The government lost between £750m and £1.7bn in selling off the Royal Mail – or three times as much as the bedroom tax might save.

An announcement today, from the recently privatised Royal Mail PLC, has reignited the debate over whether the company was sold incompently by the coalition.

A slight fall in the share price has led some to suggest its IPO was not quite the disaster it first appeared – when its share price rocketed nearly 40 per cent in one day.

But, by any measure, the sale still appears to have been an abject failure.

Royal Mail’s shares were priced at £3.30 when they floated in October. Within hours they had risen nearly 40 per cent.

The spike wasn’t an aberration, as Vince Cable – the minister responsible for the sale – tried to suggest. (The other minister involved was Michael Fallon, who has since been made Defence Secretary.) The price stayed high, and within three months it had nearly doubled in value.

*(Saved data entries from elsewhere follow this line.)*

PR #14907, opened 2023-09-14
Handle moderation on comments

saraycp:
We are introducing moderation on comments.

Moderators will be able to flag those comments, so a text like _"this comment was considered problematic ..."_ is going to be displayed instead of the original message.

moderate

### DIFF
--- a/src/api/app/components/bs_request_comment_component.html.haml
+++ b/src/api/app/components/bs_request_comment_component.html.haml
@@ -17,6 +17,9 @@
             = link_to("#edit_form_of_#{comment.id}", id: "edit_button_of_#{comment.id}", 'data-bs-toggle': 'collapse',
                       class: 'dropdown-item collapsed') do
               Edit
+          - if policy(comment).moderate?
+            = button_to(comment.moderated? ? 'Unmoderate' : 'Moderate', comment_moderate_path(comment),
+                        class: 'dropdown-item', remote: true, form_class: 'moderate-form', params: { moderation_state: !comment.moderated? })
           - if policy(comment).destroy?
             = link_to('#', data: { 'bs-toggle': 'modal',
                                    'bs-target': '#delete-comment-modal',
--- a/src/api/app/components/bs_request_comment_component.html.haml
+++ b/src/api/app/components/bs_request_comment_component.html.haml
@@ -17,9 +17,10 @@
             = link_to("#edit_form_of_#{comment.id}", id: "edit_button_of_#{comment.id}", 'data-bs-toggle': 'collapse',
                       class: 'dropdown-item collapsed') do
               Edit
-          - if policy(comment).moderate?
-            = button_to(comment.moderated? ? 'Unmoderate' : 'Moderate', comment_moderate_path(comment),
-                        class: 'dropdown-item', remote: true, form_class: 'moderate-form', params: { moderation_state: !comment.moderated? })
+          - if Flipper.enabled?(:content_moderation, User.session)
+            - if policy(comment).moderate?
+              = button_to(comment.moderated? ? 'Unmoderate' : 'Moderate', comment_moderate_path(comment),
+                          class: 'dropdown-item', remote: true, form_class: 'moderate-form', params: { moderation_state: !comment.moderated? })
           - if policy(comment).destroy?
             = link_to('#', data: { 'bs-toggle': 'modal',
                                    'bs-target': '#delete-comment-modal',
--- a/src/api/app/components/bs_request_comment_component.html.haml
+++ b/src/api/app/components/bs_request_comment_component.html.haml
@@ -19,7 +19,7 @@
               Edit
           - if Flipper.enabled?(:content_moderation, User.session)
             - if policy(comment).moderate?
-              = button_to(comment.moderated? ? 'Permit' : 'Moderate', comment_moderate_path(comment),
+              = button_to(comment.moderated? ? 'Permit' : 'Moderate', moderate_comment_path(comment),
                           class: 'dropdown-item', remote: true, form_class: 'moderate-form', params: { moderation_state: !comment.moderated? })
           - if policy(comment).destroy?
             = link_to('#', data: { 'bs-toggle': 'modal',
--- a/src/api/app/components/bs_request_comment_component.html.haml
+++ b/src/api/app/components/bs_request_comment_component.html.haml
@@ -19,7 +19,7 @@
               Edit
           - if Flipper.enabled?(:content_moderation, User.session)
             - if policy(comment).moderate?
-              = button_to(comment.moderated? ? 'Unmoderate' : 'Moderate', comment_moderate_path(comment),
+              = button_to(comment.moderated? ? 'Permit' : 'Moderate', comment_moderate_path(comment),
                           class: 'dropdown-item', remote: true, form_class: 'moderate-form', params: { moderation_state: !comment.moderated? })
           - if policy(comment).destroy?
             = link_to('#', data: { 'bs-toggle': 'modal',
--- a/src/api/app/controllers/webui/comments_controller.rb
+++ b/src/api/app/controllers/webui/comments_controller.rb
@@ -137,6 +137,7 @@ class Webui::CommentsController < Webui::WebuiController
     params.require(:comment).permit(:body, :parent_id, :diff_ref)
   end
 
+  # FIXME: Use this function for the rest of the actions
   def set_comment
     @comment = Comment.find(params[:id] || params[:comment_id])
   rescue ActiveRecord::RecordNotFound => e
--- a/src/api/app/controllers/webui/comments_controller.rb
+++ b/src/api/app/controllers/webui/comments_controller.rb
@@ -139,9 +139,8 @@ class Webui::CommentsController < Webui::WebuiController
 
   def set_comment
     @comment = Comment.find(params[:id] || params[:comment_id])
-    return if @comment.present?
-
-    flash[:error] = "Comment with id '#{params[:id]}' doesn't exist."
+  rescue ActiveRecord::RecordNotFound => e
+    flash[:error] = e.message
     render partial: 'layouts/webui/flash'
   end
 
--- a/src/api/app/controllers/webui/comments_controller.rb
+++ b/src/api/app/controllers/webui/comments_controller.rb
@@ -1,6 +1,7 @@
 class Webui::CommentsController < Webui::WebuiController
   before_action :require_login
   before_action :set_commented, only: :create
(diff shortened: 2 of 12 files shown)


src/api/app/models/comment.rb
```diff
@@ -51,6 +51,16 @@ def unused_parent?
...
 
+  def moderated?
+    moderated_at || moderated_by
+  end
+
+  def moderate(state)
+    moderated_at = state ? Time.now : nil
+    moderated_by = state ? User.session : nil
+    save!
+  end
```
hennevogel, line 62: https://github.com/pienkowb/active_record-events

src/api/app/policies/comment_policy.rb
```diff
@@ -31,4 +31,11 @@ def update?
   def reply?
     !(user.blank? || user.is_nobody? || record.user.is_nobody?)
   end
+
+  # Only logged-in Admins can moderate non-deleted comments
+  def moderate?
+    return false if user.blank? || user.is_nobody? || record.user.is_nobody?
+
+    user.is_admin?
```
hennevogel, line 39:
```suggestion
    return true if user.try(:is_admin?)
    
    false
```

hennevogel (changes requested):

src/api/app/policies/comment_policy.rb
saraycp: Alright, I applied your changes but added `&& !record.user.is_nobody?` to the condition to avoid moderating on comments that were soft-deleted already.

src/api/app/models/comment.rb
saraycp: @hennevogel we wonder if it's worth introducing the gem to handle `moderated_at` as we still have to handle `moderator_id` manually anyway...

src/api/app/controllers/webui/comments_controller.rb
```diff
@@ -105,12 +106,45 @@ def preview
...
 
   def permitted_params
     params.require(:comment).permit(:body, :parent_id, :diff_ref)
   end
 
+  def set_comment
+    @comment = Comment.find(params[:id] || params[:comment_id])
+    return if @comment.present?
+
+    flash[:error] = "Comment with id '#{params[:id]}' doesn't exist."
```
danidoni, line 144: Why don't we use the rails way of dealing with nonexistent resources in the controller?

src/api/app/models/comment.rb
hennevogel: I just wanted to point it out, you decide.

src/api/app/models/comment.rb
```diff
@@ -3,6 +3,7 @@
 class Comment < ApplicationRecord
   belongs_to :commentable, polymorphic: true # belongs to a Project, Package, BsRequest or BsRequestActionSubmit
   belongs_to :user, inverse_of: :comments
+  belongs_to :moderator, class_name: 'User', optional: true
```
hennevogel, line 6: Hm, why is this optional?

src/api/app/controllers/webui/comments_controller.rb
```diff
@@ -1,6 +1,7 @@
 class Webui::CommentsController < Webui::WebuiController
   before_action :require_login
   before_action :set_commented, only: :create
+  before_action :set_comment, only: :moderate
```
hennevogel, line 4: Why not use it on the other comment related operations too?

src/api/app/views/webui/comment/_reply.html.haml
```diff
@@ -15,6 +15,10 @@
       = link_to('#', data: { 'bs-toggle': 'modal', 'bs-target': "#delete-comment-modal-#{comment.id}" },
                 class: 'delete_link btn btn-outline-danger', title: 'Delete comment') do
         Delete
+  - if policy(comment).moderate?
```
hennevogel, line 18: You need to put this behind the feature flag.

hennevogel (changes requested):

src/api/app/models/comment.rb
saraycp: Because it's not compulsory to always have a moderator associated with the comment.

saraycp: Double-checking... 

Indeed. If I remove `optional: true` and try to create a comment without specifying a moderator I get:

```Validation failed: Moderator must exist
```

src/api/app/controllers/webui/comments_controller.rb
danidoni: Yes

src/api/app/controllers/webui/comments_controller.rb
hennevogel: If it's out of scope you need a follow up card or at least a FIXME...

src/api/app/policies/comment_policy.rb
```diff
@@ -31,4 +31,11 @@ def update?
   def reply?
     !(user.blank? || user.is_nobody? || record.user.is_nobody?)
   end
+
+  # Only logged-in Admins can moderate non-deleted comments
```
hennevogel, line 35: This makes little sense I guess. No can should be able to moderate soft-deleted comments...

src/api/app/policies/comment_policy.rb
```diff
@@ -31,4 +31,11 @@ def update?
...
+  def moderate?
+    return true if user.try(:is_admin?) && !record.user.is_nobody?
```
hennevogel, line 37: What about `Staff`?

saraycp: Added

src/api/app/components/bs_request_comment_component.html.haml
```diff
@@ -17,6 +17,10 @@
             = link_to("#edit_form_of_#{comment.id}", id: "edit_button_of_#{comment.id}", 'data-bs-toggle': 'collapse',
                       class: 'dropdown-item collapsed') do
               Edit
+          - if Flipper.enabled?(:content_moderation, User.session)
+            - if policy(comment).moderate?
+              = button_to(comment.moderated? ? 'Unmoderate' : 'Moderate', comment_moderate_path(comment),
```
hennevogel, line 22:
```suggestion
              = button_to(comment.moderated? ? 'Release' : 'Moderate', comment_moderate_path(comment),
```

src/api/app/policies/comment_policy.rb
```diff
@@ -31,4 +31,11 @@ def update?
   def reply?
     !(user.blank? || user.is_nobody? || record.user.is_nobody?)
   end
+
+  # Only logged-in Admins of Staff members can moderate comments
+  def moderate?
+    return true if user.try(:is_admin?) || user.try(:is_staff?)
+
+    false
+  end
```
hennevogel, line 40:
```suggestion
  def moderate?
    return false if record.user == User.nobody # soft-deleted comments
    return true if user.try(:is_admin?) || user.try(:is_staff?)

    false
  end
```

src/api/app/views/webui/comment/_reply.html.haml
```diff
@@ -15,6 +15,11 @@
       = link_to('#', data: { 'bs-toggle': 'modal', 'bs-target': "#delete-comment-modal-#{comment.id}" },
                 class: 'delete_link btn btn-outline-danger', title: 'Delete comment') do
         Delete
+  - if Flipper.enabled?(:content_moderation, User.session)
+    - if policy(comment).moderate?
+      %li.list-inline-item
+        = button_to(comment.moderated? ? 'Unmoderate' : 'Moderate', comment_moderate_path(comment),
```
hennevogel, line 21:
```suggestion
        = button_to(comment.moderated? ? 'Release' : 'Moderate', comment_moderate_path(comment),
```

src/api/app/components/bs_request_comment_component.html.haml
saraycp: Relase can be confusing on our context. What about synonyms like: exempt, write off, reprieve... ?

hennevogel (approved):

src/api/app/views/webui/comment/_reply.html.haml
```diff
@@ -15,6 +15,11 @@
       = link_to('#', data: { 'bs-toggle': 'modal', 'bs-target': "#delete-comment-modal-#{comment.id}" },
                 class: 'delete_link btn btn-outline-danger', title: 'Delete comment') do
         Delete
+  - if Flipper.enabled?(:content_moderation, User.session)
+    - if policy(comment).moderate?
```
danidoni, line 19: What about moving the flipper check inside the policy?

src/api/app/components/bs_request_comment_component.html.haml
```diff
@@ -17,6 +17,9 @@
             = link_to("#edit_form_of_#{comment.id}", id: "edit_button_of_#{comment.id}", 'data-bs-toggle': 'collapse',
                       class: 'dropdown-item collapsed') do
               Edit
+          - if policy(comment).moderate?
+            = button_to(comment.moderated? ? 'Unmoderate' : 'Moderate', comment_moderate_path(comment),
```
hennevogel, line 21:
```suggestion
            = button_to(comment.moderated? ? 'Permit' : 'Moderate', comment_moderate_path(comment),
```

src/api/spec/policies/comment_policy_spec.rb
```diff
@@ -144,4 +144,42 @@
...
+
+    context 'with a deleted comment' do
+      it 'an admin user is unable to moderate a deleted comment' do
+        expect(subject).not_to permit(admin_user, comment_deleted)
+      end
+
+      it 'an non-admin user is unable to moderate a deleted comment' do
+        expect(subject).not_to permit(other_user, comment_deleted)
+      end
+    end
```
hennevogel, line 174:
```suggestion
    context 'with a deleted comment' do
      it 'no one is able to moderate a deleted comment' do
        expect(subject).not_to permit(admin_user, comment_deleted)
      end
    end
```

src/api/app/views/webui/comment/_reply.html.haml
saraycp: I finally left it as it was.

saraycp:
Rebase on master and resolve conflicts on schema.rb

saraycp:
Again. Rebase on master and resolve conflicts on schema.rb

src/api/app/views/webui/comment/_reply.html.haml
danidoni: Alright

danidoni (approved):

The current price is back in line with the price to which it rose on the first day of trading. At that price – around £4.50 per share – the government’s mispricing cost the taxpayer between at least £750m, but at January's peak price it cost £1.7 bn.

Cable has claimed that this outcome would have been impossible to predict, and criticism is all very well in hindsight. But the department was under no obligation to sell its 70 per cent stake all at once. It used a procedure called "book-building" to choose its floation price of 330 pence, and could have pursued similar measures to calculate the value of its shares.

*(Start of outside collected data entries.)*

PR #14920, opened 2023-09-15
Allow object deletion despite of reports

saraycp:
When a moderator reports any misconduct on any object like comment, project, package or user and then decides to delete that object, we don't want to delete the associated report but nullify it. That's only possible if the database allows it.

### DIFF
--- a/src/api/app/models/report.rb
+++ b/src/api/app/models/report.rb
@@ -13,10 +13,10 @@ end
 #
 #  id              :bigint           not null, primary key
 #  reason          :text(65535)
-#  reportable_type :string(255)      not null, indexed => [reportable_id]
+#  reportable_type :string(255)      indexed => [reportable_id]
 #  created_at      :datetime         not null
 #  updated_at      :datetime         not null
-#  reportable_id   :integer          not null, indexed => [reportable_type]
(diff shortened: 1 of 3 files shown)


src/api/.database_consistency.todo.yml
```diff
@@ -1718,6 +1718,10 @@ ReleaseTarget:
   id:
     PrimaryKeyTypeChecker:
       enabled: false
+Report:
+  reportable:
+    ColumnPresenceChecker:
+      enabled: false
```
hennevogel, line 1724: Why disabling instead of validating?

saraycp: Thinking twice... the issue is a different one. I don't have to fix or ignore the lack of consistency in the DB.

The problem is that we were making `Report#reportable` compulsory, but we shouldn't as we can nullify it at some point.

So I'm going to modify this line:
https://github.com/openSUSE/open-build-service/blob/eccd4b1163b1b6040f62bb6bb3cc533320428fd7/src/api/app/models/report.rb#L7

saraycp: done, @hennevogel @hellcp-work

danidoni (approved):

PR #8047, opened 2025-03-12
Port arcade publishing fix

wtgodbe:
Adds retries back, and sets defaults where necessary


sebastienros (approved):

joperezr:
Correct me if I'm wrong, but these would just get overwritten by the next arcade update, right? Should we make this configurable from dotnet/arcade itself?

wtgodbe:
> Correct me if I'm wrong, but these would just get overwritten by the next arcade update, right? Should we make this configurable from dotnet/arcade itself?

We already pushed the update to Arcade, but wanted to get it into this repo as quickly as possible since Publishing had been failing. We also could have just waited ~1 day for the arcade build to get validated & promoted, then manually triggered the update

Instead, it relied on the advice of many of the financial firms behind the last economic crisis – some of whom have been criticised by the Bureau of Investigative Journalism over their conflicts of interest – and sold almost all of its shares in bulk.

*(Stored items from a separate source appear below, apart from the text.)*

PR #8049, opened 2025-03-13
Added a test for docker compose file generation

davidfowl:
Added baseline tests for docker compose generation


mitchdenny (approved):
LGTM. As I'm looking at this I'm wondering whether we should introduce a virtual file system for the field we produce? Initially to make testing easier.

davidfowl:
Yes probably. I almost did that but we lots of tests today that write temp files to disk

PR #8050, opened 2025-03-13
Introduce the azure publisher

davidfowl:
Added the azure publisher 

- Added the azure publisher whose job it is to gather bicep resources into both a `main.bicep` and to gather all deployment target resources into sub folders that will be deployed separately.
- Added tests


src/Aspire.Hosting.Azure/AzurePublisher.cs
```diff
@@ -0,0 +1,129 @@
...
+            var moduleDirectory = outputDirectory.CreateSubdirectory(resource.Name);
+
+            var modulePath = Path.Combine(moduleDirectory.FullName, $"{resource.Name}.bicep");
+
+            File.Copy(file.Path, modulePath, true);
+
+            var identifier = Infrastructure.NormalizeBicepIdentifier(resource.Name);
+            BicepValue<string> scope = new IdentifierExpression(rg.BicepIdentifier);
+
+            if (resource.Scope?.ResourceGroup is string rgName)
```
eerhardt, line 81: This could be a Parameter, not just a `string`

src/Aspire.Hosting.Azure/AzurePublisher.cs
```diff
@@ -0,0 +1,129 @@
...
+        }
+
+        SaveToDisk(outputDirectory.FullName, infra);
+
+        return Task.CompletedTask;
+    }
+
+    private static void SaveToDisk(string outputDirectoryPath, Infrastructure infrastructure)
+    {
+        var plan = infrastructure.Build();
```
eerhardt, line 121: Should we be passing the ProvisioningOptions through to here?

src/Aspire.Hosting/PublisherDistributedApplicationBuilderExtensions.cs
```diff
@@ -20,13 +20,16 @@ public static class PublisherDistributedApplicationBuilderExtensions
...
+        where TPublisher : class, IDistributedApplicationPublisher
+        where TPublisherOptions : class
     {
         // TODO: We need to add validation here since this needs to be something we refer to on the CLI.
         builder.Services.AddKeyedSingleton<IDistributedApplicationPublisher, TPublisher>(name);
 
-        builder.Services.Configure<TPublisherOptions>("name", configureOptions!);
+        if (configureOptions is not null)
+        {
+            builder.Services.Configure<TPublisherOptions>("name", configureOptions!);
```
eerhardt, line 31:
```suggestion
            builder.Services.Configure<TPublisherOptions>("name", configureOptions);
```

src/Aspire.Hosting.Azure/AzurePublisher.cs
```diff
@@ -0,0 +1,272 @@
...
+
+        var tags = new ProvisioningVariable("tags", typeof(object))
+        {
+            Value = new BicepDictionary<string>
+            {
+                ["aspire-env-name"] = environmentParam
+            }
+        };
+
+        // REVIEW: Do we want people to be able to change this
```
mitchdenny, line 50: We could potentially provide an override. I think some people dislike the whole rg- thing (I do, it reminds me of warts on variable names).

But I think we should keep it as default for back compat.

davidfowl: Via options for sure.

mitchdenny (approved):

They did this despite the fact that the pre-launch demand for shares was 24 times greater than supply. It scarcely takes an economist to consider that a mispricing.

As a result, Royal Mail’s shares rose twice as much as any other new shares did on their opening day in 2013.

The £750m lost through the sale has cost far more than, for instance, the government's roundly-criticised bedroom tax is projected to save, and is twice as much as the nation spends on museums and galleries.

But, even more distressingly, the justification for the sale – a promise of long-term capital investment – quickly unraveled. The government allocated more than a fifth of the Mail's shares to 16 "priority investors" before launch. These were ‘long term, stable investors’, Cable declared in the wake of the sale.

But, by January, 75 per cent of them had sold at least 48 per cent of their holdings, and six of the 16 no longer owned a single share.

As usual, the government was left at the whim of private institutions who were placed under no obligation to deliver. After the stratospheric rise in the company's value, these financial firms made the quick profit made open to him.

Now, hedge funds, and other financial firms that were initially classed as "non-priority, long-only" funds, hold more of the company than the 16 priority investors who were used to justify the sale.

The past year has been relatively slow for the coalition. The Programme for Government, on which they ushered themselves into power, was never formally updated, and in June they announced the fewest bills by a government in 20 years.

But the selling of the Royal Mail was one of the great changes of the past year. Unfortunately, it has simply served as the latest example of how inept the government often is at selling the "family silver".

The Royal Mail is the company that delivers parcels and letters. It is (now) distinct from the Post Office, which operates the 11,500 red-lettered branches that pepper your local high street. The Post Office remains in government hands.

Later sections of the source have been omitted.